«Если, как представляется вероятным, премьер-министр выдвинул это предложение из-за заявления Молотова на пленарном заседании о 10 тысячах украинцев, находящихся в Италии, то следует заметить, что среди них много поляков, которые в любом случае не подлежат репатриации. Остальные, очевидно, представляют собой вооруженное формирование, воевавшее под немецким командованием, так что усердствовать в сочувствии к ним не стоит».
Сэр Александр Кадоган, постоянный заместитель министра, набросал для Диксона записку, в которой настоятельно просил премьер-министра отказаться от занятой позиции. В дело вновь были пущены знакомые аргументы: обещания Идена в Москве и Ялте, необходимость обеспечить скорейшее возвращение освобожденных английских военнопленных, невозможность эффективной проверки гражданства и т. д. В записке отмечалось, что практически все русские, о которых идет речь, «в большей или меньшей мере сотрудничали с немцами», а «многие из них — крайне нежелательные лица», и вообще —
«непонятно, как мы можем отказаться от их выдачи, не вступив при этом в серьезный конфликт с Советским правительством».

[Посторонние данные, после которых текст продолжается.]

PR #1414, opened 2026-07-09
Factor scalar option call let lowering

daedalus-omt:
## Summary
- Factor the duplicated scalar Option call-let lowering cascade into a shared Cranelift helper.
- Reuse the helper from aggregate-return, function-body, and runtime let lowering without changing the existing runtime string/static string precedence.

## Governing Issue
Part of #1204.

## Validation
- [x] CARGO_TARGET_DIR=/tmp/axiomlang-daedalus-target cargo check --manifest-path stage1/Cargo.toml -p axiomc
- [x] bash scripts/ci/test-validate-pr-description.sh
- [x] git diff --check
- [x] PR_BODY=<this body> bash scripts/ci/validate-pr-description.sh
- [ ] Targeted cargo test for string_option_len_call_lowering_emits_shared_payload_and_tag_shape was attempted but timed out while building the test harness on the node invocation path.

## Bootstrap Governance
No bootstrap readiness gate is advanced. This is an internal Cranelift maintainability refactor only.

## Notes
The full cargo fmt check reports unrelated pre-existing formatting drift in included Cranelift backend modules, so this PR avoids formatting unrelated files.

### DIFF
--- a/stage1/crates/axiomc/src/cranelift_backend.rs
+++ b/stage1/crates/axiomc/src/cranelift_backend.rs
@@ -2047,12 +2047,7 @@ fn lower_i64_aggregate_return_body(
             Stmt::Let {
                 name,
                 ty: Type::Option(inner),
-                expr:
-                    expr @ Expr::Call {
-                        name: call_name,
-                        args,
-                        ..
-                    },
+                expr: expr @ Expr::Call { .. },
                 ..
             } if (is_i64_option_local_payload_type_static(inner, static_bindings)
                 || is_i64_known_string_option_call_let_type(inner.as_ref()))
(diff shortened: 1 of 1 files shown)


athena-omt (approved):
Thanks for the cleanup. I rechecked the three touched call paths and the new helper preserves the previous lowering order for known scalar option calls, dynamic map_get option calls, and helper-signature option calls.

Verification:
- Branch freshness: `origin/main` is an ancestor of head `91ebb27`.
- Existing reviews: no prior Athena/Pheidon reviews on this PR.
- GitHub checks are green: PR Fast CI, Full Lib Suite, CI Gate, and Toolchain Supply Chain.
- Local ratchet: `python3 scripts/ci/report-compiler-source-monoliths.py --checkout-root "$PWD" --json --check-plan --check-ratchet` passes; `cranelift_backend.rs` is 19,956 lines and the top-file aggregate is under ceiling.
- Local cargo test attempt could not complete on this node because the default `stage1/target` tree is not writable and a fresh alternate target build exceeded the node execution window; I relied on the green GitHub Full Lib Suite for build coverage.

PR #212, opened 2018-01-29
Filter out duplicates during inventory collection

mansam:
Initial fix for https://bugzilla.redhat.com/show_bug.cgi?id=1528663

There are some disadvantages that make it difficult to fix the bug by changing pagination in openstack_handle::pagination::marker.rb, since pagination can be different for each service and collection, Fog can make it difficult to get the raw response, and some Fog collections behave differently from others. To avoid these problems, this fix implements a filter for uniqueness at the point where the inventory is collected.

Long term the correct fix is to totally reimplement the way that paging is done in OpenstackHandle/Fog.


app/models/manageiq/providers/openstack/inventory/collector/cloud_manager.rb
```diff
@@ -15,7 +15,7 @@ def availability_zones
 
   def cloud_services
     return @cloud_services if @cloud_services.any?
-    @cloud_services = compute_service.handled_list(:services, {}, openstack_admin?)
+    @cloud_services = uniques(compute_service.handled_list(:services, {}, openstack_admin?))
```
Ladas: we can ignore graph refresh, its indexes will not allow duplicate records to be passed to persistor

Ladas:
@mansam we will need to rerecord the VCRs, conflict with the storage targeted refresh?

mansam:
@Ladas Probably. They're currently rerecording.

aufi:
Looks good to me, merging!

mansam:
@Ladas Yeah, specs to reproduce this are on my log of things to do.

mansam:
@miq-bot add_label fine/yes

simaishi:
@mansam For backporting to Gaprindashvili branch, all VCR files are conflicting on cherry-pick. If I should take all files from this PR ignoring the conflict, I can handle that. Otherwise, please create a PR for Gaprindashvili.

For backporting to Fine branch, there are only 3 files that are clean cherry-pick. Please create a PR for Fine branch.

simaishi:
Backported to Gaprindashvili via https://github.com/ManageIQ/manageiq-providers-openstack/pull/219

simaishi:
Backported to Fine via https://github.com/ManageIQ/manageiq/pull/16934

PR #218, opened 2018-02-01
Don't require CinderManager in inventory classes

mansam:
This require shouldn't be necessary and causes an exception.


aufi:
LGTM

PR #222, opened 2018-02-02
Add proper error message if network type not supported

alexander-demichev:
When creating network, add proper error message if network type is not supported by provider.
Fixes [link](https://bugzilla.redhat.com/show_bug.cgi?id=1540692)
screen shot 2018-02-02 at 13 22 10

### DIFF
--- a/app/models/manageiq/providers/openstack/network_manager/cloud_network.rb
+++ b/app/models/manageiq/providers/openstack/network_manager/cloud_network.rb
@@ -50,7 +50,13 @@ class ManageIQ::Providers::Openstack::NetworkManager::CloudNetwork < ::CloudNetw
     {:ems_ref => network.id, :name => options[:name]}
   rescue => e
     _log.error "network=[#{options[:name]}], error: #{e}"
-    raise MiqException::MiqNetworkCreateError, parse_error_message_from_neutron_response(e), e.backtrace
+    parsed_error = parse_error_message_from_neutron_response(e)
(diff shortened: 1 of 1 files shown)


app/models/manageiq/providers/openstack/network_manager/cloud_network.rb
```diff
@@ -50,7 +50,13 @@ def self.raw_create_cloud_network(ext_management_system, options)
     {:ems_ref => network.id, :name => options[:name]}
   rescue => e
     _log.error "network=[#{options[:name]}], error: #{e}"
-    raise MiqException::MiqNetworkCreateError, parse_error_message_from_neutron_response(e), e.backtrace
+    parsed_error = parse_error_message_from_neutron_response(e)
+    if parsed_error =~ /Invalid input for operation: network_type value '.*' not supported\./
+      error_message = _("Network type '#{options[:provider_network_type]}' is not supported by the Provider")
+      raise MiqException::MiqNetworkCreateError, error_message, e.backtrace
```
mansam: Looks good! But you could do this without two "raises" by assigning back to `parsed_error` :)

alexander-demichev: Thanks for review, does it look better now?

gildub:
LGTM. Just the Rubocop warning - I wasn't used to assign the value that way but it makes sense.

PR #233, opened 2018-02-19
Bz 1546109 fix targeted refresh clearing vm cloud tenant for v2

aufi:
To prevent fog-openstack building the wrong query for
.tenants.find_by_id which leads to a 404 error query all tenants during
a targeted refresh.

Adam's PR with VCR reloaded, so tests are passing. https://github.com/ManageIQ/manageiq-providers-openstack/pull/232


simaishi:
VCRs are conflicting during cherry-pick to gaprindashvili branch. Should I take all VCRs from this PR, ignoring what's there now?

agrare:
This still fails with the VCRs from master, looks like will have to be re-recorded to gaprindashvili

aufi:
I'm going to rerecord VCRs with G-branch.

aufi:
@agrare VCR rerecord fails for G-branch with and even without the change introduced in this PR, something seems to be broken - http://paste.openstack.org/show/NeM4FFYUMcQj1Yif4DnX/

agrare:
cc @Ladas ^^

Ladas:
@aufi hm, that code is not in g-branch, is it possible you were trying this on master code by mistake?

simaishi:
Backported to Gaprindashvili via https://github.com/ManageIQ/manageiq-providers-openstack/pull/235

PR #236, opened 2018-02-26
Add delete_queue method for Template

andyvesel:
Added missing method `delete_image_queue` for templates in order to use it in API `delete` action
https://github.com/ManageIQ/manageiq-api/pull/328


mansam:
Looks right, can confirm that locally the tests pass on the related manageiq-api PR when this is merged.

PR #243, opened 2018-03-01
Don't lose VM volume attachments when refreshing the cloud inventory

mansam:
When the CloudManager refreshes, it removes from the inventory any Disks that were only added by the CinderManager as part of attaching Volumes to VMs since the CloudManager doesn't find them while collecting inventory. As a result, Volumes will have correct statuses but incorrect numbers of attachments, leading to confusing user experience and various UI actions failing.
This patch causes the CloudManager to be aware of VM volume attachments so that the associations are not broken between Cloud and Cinder refreshes.

This is a solution for https://bugzilla.redhat.com/show_bug.cgi?id=1544344

Depends on https://github.com/ManageIQ/manageiq-providers-openstack/pull/242


aufi:
Looks good to me, merging!

PR #247, opened 2018-03-07
Refactor node management into supports features

rwsu:
Add additional checks to verify workflow or baremetal service
is available in order for the feature to be supported.

Also check workflow that will be executed is also available
in order for the feature to be supported.

Depends on https://github.com/ManageIQ/manageiq/pull/17086

Partially fixes https://bugzilla.redhat.com/show_bug.cgi?id=1542974
Requires additional UI update.


mansam:
Looks great! Just need to let the supports feature mixin know about the new capability so the tests go green. :)

PR #253, opened 2018-03-15
Parse volume attachment/detachment messages from fog responses

mansam:
Fixes https://bugzilla.redhat.com/show_bug.cgi?id=1530345

image

### DIFF
--- a/app/models/manageiq/providers/openstack/cloud_manager/cloud_volume/operations.rb
+++ b/app/models/manageiq/providers/openstack/cloud_manager/cloud_volume/operations.rb
@@ -19,7 +19,7 @@ module ManageIQ::Providers::Openstack::CloudManager::CloudVolume::Operations
       end
     end
   rescue => e
-    volume_name = name.blank? ? ems_ref : name
+    volume_name = name.presence || ems_ref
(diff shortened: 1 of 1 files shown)


app/models/manageiq/providers/openstack/cloud_manager/cloud_volume/operations.rb
```diff
@@ -18,6 +18,10 @@ def raw_attach_volume(server_ems_ref, device = nil)
         service.servers.get(server_ems_ref).attach_volume(ems_ref, device)
       end
     end
+  rescue => e
+    volume_name = name.empty? ? ems_ref : name
```
aufi: Wouldn't be better use ```name.blank?``` to not fail when _name_ would be _nil_ or nil cannot appear there?

mansam: I think you're right that `blank?` is the better choice here.

mansam: Ended up using "presence" because rubocop complained :)

aufi:

PR #265, opened 2018-04-03
Avoid tenant discovery recursion

mansam:
https://bugzilla.redhat.com/show_bug.cgi?id=1561637

### DIFF
--- a/lib/manageiq/providers/openstack/legacy/openstack_handle/handle.rb
+++ b/lib/manageiq/providers/openstack/legacy/openstack_handle/handle.rb
@@ -166,17 +166,19 @@ module OpenstackHandle
       opts     = options.dup
       service  = (opts.delete(:service) || "Compute").to_s.camelize
       tenant   = opts.delete(:tenant_name)
+      discover_tenants = opts.fetch(:discover_tenants, true)
+      opts.delete(:discover_tenants)
       domain   = domain_id
 
       # Do not send auth_type to fog, it throws warning
       opts.delete(:auth_type)
 
-      unless tenant
-        tenant ||= default_tenant_name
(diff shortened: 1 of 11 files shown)


lib/manageiq/providers/openstack/legacy/openstack_handle/handle.rb
```diff
@@ -380,7 +382,7 @@ def accessible_tenant_names
     def default_tenant_name
       return @default_tenant_name ||= "admin" if tenant_accessible?("admin")
       tenant_names.each do |name|
-        next if name == "services"
+        next if name.blank? || name == "services"
```
aufi: Is there an example for case when name.blannk? == true? I've left it in example code from experimenting with tenant with empty name, but I haven't found such case in OSP.

mansam: I didn't think so, but I thought perhaps you had a good reason for it. I'll pull the change if you agree it's unlikely to come up.

aufi: Yep, I'd suggest drop it in that case.

aufi:
Looks good to me :+1:

simaishi:
@mansam Most of the VCR cassettes are conflicting during backport to gaprindashvili. Should I just take the VCRs from this PR ignoring the conflicts, or do you need to re-generate for the G branch?

mansam:
@simaishi Unfortunately I have to regenerate them for the G branch. I'll create a new PR and then ping you.

simaishi:
Backported to Gaprindashvili via https://github.com/ManageIQ/manageiq-providers-openstack/pull/268

PR #272, opened 2018-04-11
Use the correct id when collecting quotas from Neutron

mansam:
Quotas from Neutron don't seem to contain an 'id' field like from Nova, so the current collection fails to gather the networking quotas correctly.

Fixes https://bugzilla.redhat.com/show_bug.cgi?id=1390456


aufi:
Seems to be correct, tenant_id is present in API at least from Newton.
LGTM :+1:

PR #644, opened 2020-10-12
Declared DDF schema for cloud volume creation and editing

skateman:
This is an initial Cloud Volume form schema for the fields that are specific to the ibm-cloud-provided cloud volumes.

@miq-bot add_label enhancement
@miq-bot add_reviewer @agrare

Parent issue: https://github.com/ManageIQ/manageiq-ui-classic/issues/7334

PR #664, opened 2020-11-05
Move OpenStack CloudVolume* from CloudManager to CinderManager

agrare:
These models belong to the Openstack::StorageManager::CinderManager but their class name indicates that they belong to the Openstack::CloudManager which is quite confusing.

Schema migration: https://github.com/ManageIQ/manageiq-schema/pull/532
Depends on: https://github.com/ManageIQ/manageiq/pull/20782
Ref: https://github.com/ManageIQ/manageiq-providers-openstack/pull/644#issuecomment-722281752


skateman:
Required for https://github.com/ManageIQ/manageiq-ui-classic/issues/7334

PR #669, opened 2020-12-16
Use log_start_user_event_message in Scanning::Job

djberg96:
Originally this started as a linter warning, but it appears to be a bug. The original warning was that the `user_event` variable wasn't being used. However, it also revealed that `start_user_event_message` doesn't actually do anything, it's just a string. Instead, I'm pretty sure we want `log_start_user_event_message`.

See https://github.com/ManageIQ/manageiq/blob/master/app/models/vm_scan.rb#L242-L256 for more info.

It's also up for debate as to whether or not we should also be calling a corresponding `log_end_user_event_message` which is only called in a different method.


agrare:
So this was split up from core in an attempt to get rid of the provider specific logic in the base VmScan model.  If I had to guess `user_event` was probably set in a number of different conditional paths and then in one place logged.  When we split it up it was still being set in the conditional branch that we extracted but we never copied the common log_user_event call.

agrare (approved):

PR #670, opened 2020-12-17
Fix linter warnings

djberg96:
This PR addresses the linter warnings that rubocop found. Specifically:

* Lint/RescueException is disabled, since changing those could lead to breakage.
* Unused variables are underscored.
* A couple singleton methods were moved out of a private block since it has no effect.
* The shadowed `Timeout::Error` exception blocks are moved up. See https://github.com/ManageIQ/manageiq-providers-vmware/pull/682 for similar fixes and more detail.
* One stylistic change regarding assignment that looks like a conditional.


djberg96:
Updated to just remove the `ems_event` unused argument completely.

app/models/manageiq/providers/openstack/storage_manager/cinder_manager/cloud_volume.rb
```diff
@@ -227,6 +227,13 @@ def with_provider_connection
     super(cinder_connection_options)
   end
 
+  def self.cinder_connection_options(cloud_tenant = nil)
+    connection_options = {:service => "Volume"}
+    connection_options[:tenant_name] = cloud_tenant.name if cloud_tenant
+    connection_options[:proxy] = openstack_proxy if openstack_proxy
+    connection_options
+  end
+
```
agrare, line 236: Why make this public rather than adding `private_class_method` ?  It looks like the intent was for this to be private given that it is references from a private instance method.

app/models/manageiq/providers/openstack/cloud_manager/scanning/job.rb
```diff
@@ -30,17 +30,16 @@ def call_snapshot_create
...
     rescue Timeout::Error
       msg = case options[:snapshot]
             when :smartProxy, :skipped then "Request to log snapshot user event with EMS timed out."
             else "Request to create snapshot timed out"
             end
       _log.error(msg)
       signal(:abort, msg, "error")
+    rescue => err
+      _log.log_backtrace(err)
+      signal(:abort, err.message, "error")
```
Fryguy, line 42: This is a nice find...this is actually a bug fix (albeit a minor one).  In old versions, Timeout::Error did not derive from StandardError, but now it does.

app/models/manageiq/providers/openstack/storage_manager/cinder_manager/cloud_volume.rb
Fryguy: Unfortunately if it's made a private_class_method, then line 253 won't work.  As far as I'm aware there's no way to make a `protected_class_method`, which is effectively what we want.  That being said, I don't like moving this up in the file as the solution, as it was clearer when in locality to the caller.

app/models/manageiq/providers/openstack/cloud_manager/scanning/job.rb
djberg96: I wondered about that. I'm not sure when that changed.

app/models/manageiq/providers/openstack/storage_manager/cinder_manager/cloud_volume.rb
Fryguy: I wonder if it's almost better to just make it a private instance method.

.rubocop_local.yml
```diff
@@ -1,3 +1,5 @@
 Style/GlobalVars:
   AllowedVariables:
     - $fog_log
+Lint/RescueException:
+  Enabled: false
```
agrare, line 5: We should probably leave this up to the core manageiq-style (discussion ongoing over in https://github.com/ManageIQ/manageiq-style/pull/15) rather than override it here

app/models/manageiq/providers/openstack/storage_manager/cinder_manager/cloud_volume.rb
djberg96: I've updated it to use `send` internally so that 253 continues to work. I tried to just get rid of the singleton method, but that caused spec failures, and I didn't want risk breakage elsewhere.

.rubocop_local.yml
djberg96: Ok, removed it.

agrare:
> Remove local cop, wait for vote. 

This commit message probably isn't helpful to us in a years time, maybe rebase the commit that introduced it?

djberg96:
@agrare ok, squashed/fixed commits.

djberg96:
@agrare, @Fryguy Look ok now?

app/models/manageiq/providers/openstack/storage_manager/cinder_manager/cloud_volume.rb
agrare: I don't think making something private then changing its caller to use `.send()` is right and it can't be just a private instance method because `.raw_create_volume` also needs it as a class method.

@Fryguy it seems like duplicating this method at the instance and class level (:-1:) or leaving it as a public class method seem like the only options

Fryguy: Or just remove it from this PR, focusing on syntactical changes, and doing the semantic changes in a separate PR.

kbrock:
kicking to get it recent. so we can merge

kbrock:
ugh. kicking no work so good. sorry.
Will put back in in another PR

PR #671, opened 2020-12-20
New class for Swift Manager is created

pyon-yx:
…t Store Containers page.

- New code for Openstack swift manager is added. CloudObjectStoreContainer class is defined, and raw_cloud_object_store_container_create function is called when customer tries to add new container for openstack swift manager.

Goes with https://github.com/ManageIQ/manageiq-ui-classic/pull/7544


pyon-yx:
My code has some issues.

Fryguy:
@pyon-yx #673 was merged moving the SwiftManager from core to this plugin.

agrare:
I'm going to close this since it has been implemented in https://github.com/ManageIQ/manageiq-providers-openstack/pull/673

PR #674, opened 2021-01-11
Move environment builder from core

Fryguy:
Removed from core in ManageIQ/manageiq#20943

(from commit ManageIQ/manageiq@a26a849bdb17cc712f3f814aa0fd4d9f46c609a7)

@agrare Please review.


Fryguy:
@agrare There is also a [private key file](https://github.com/ManageIQ/manageiq/blob/master/spec/tools/openstack_ems_refresh_spec_key_pair_private) that looks like it was used for specs, but I don't see it used anywhere, so I'm gonna delete it

agrare (approved):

Премьер-министр несколько дней молчал. Тем временем генерал Морган из Италии телеграфировал, что 10 тысяч «советских граждан», о которых говорил Молотов, на самом деле украинцы, в основном жители Польши, и проверкой их гражданства занимается советская военная миссия. Получив в Потсдаме это послание, фельдмаршал Александер высказал крайнее недовольство тем, что Молотов выдвинул безосновательную жалобу, не связавшись предварительно со штабом союзных сил в Италии. МИД в эти же дни послал Черчиллю записку, где кратко излагались соображения министерства насчет взаимодействия с Советами. Они сводились к следующим предложениям. Информацию генерала Моргана можно использовать для сведения счетов с Молотовым и главой советской репатриационной комиссии генералом Голиковым, допустившими явный дипломатический промах, но при этом не следует заходить слишком далеко:
«Было бы крайне опасно намекать советскому правительству, что мы считаем себя вправе оставить на Западе лиц, которые, несомненно, являются советскими гражданами, но не желают репатриироваться в СССР».
Вскоре от Черчилля пришел ответ:
«Большое спасибо за записку от 27 июля о возвращении советских граждан в СССР. Я согласен, что предпринимать в этом деле какие бы то ни было дальнейшие шаги не нужно».
Тем временем недовольство военных на местах продолжало расти. Английские офицеры, охранявшие украинцев в Чесенатико, узнав о событиях в Австрии, «заявили властям, что украинцы должны избежать подобной участи». Комендант лагеря, капитан Том Корринж, послал еще более резкий протест и добавил:
«Если приказ подлежит выполнению, пришлите заодно похоронную команду».
Позже он узнал, что его рапорт был переслан в МИД — очевидно, по инициативе какого-нибудь сотрудника штаба союзных сил в Италии.
Многое говорило за то, что на сей раз вряд ли удастся сохранить операцию по выдаче пленных в тайне. Интерес к делу выразили влиятельные лица. Например, генерал Андерс, командующий польскими войсками в Западной Европе, жаловался на то, что советская миссия в Италии пытается похитить польских граждан. И похоже было, что многие из тех, кого стремились заполучить Советы, объявят себя польскими гражданами. Ватикан 5 июля обратился в Госдепартамент и английский МИД с просьбой не отправлять украинцев в СССР. Американцы в ответном письме объяснили, что репатриации подлежат только те, кто до 1939 года был советским гражданином. А британский МИД вообще «не хотел привлекать внимание к этому аспекту соглашения, противоречащему нашему традиционному отношению к политическим беженцам»; и потому сотрудник МИД Джон Голсуорси считал, что на просьбу Ватикана лучше не отвечать.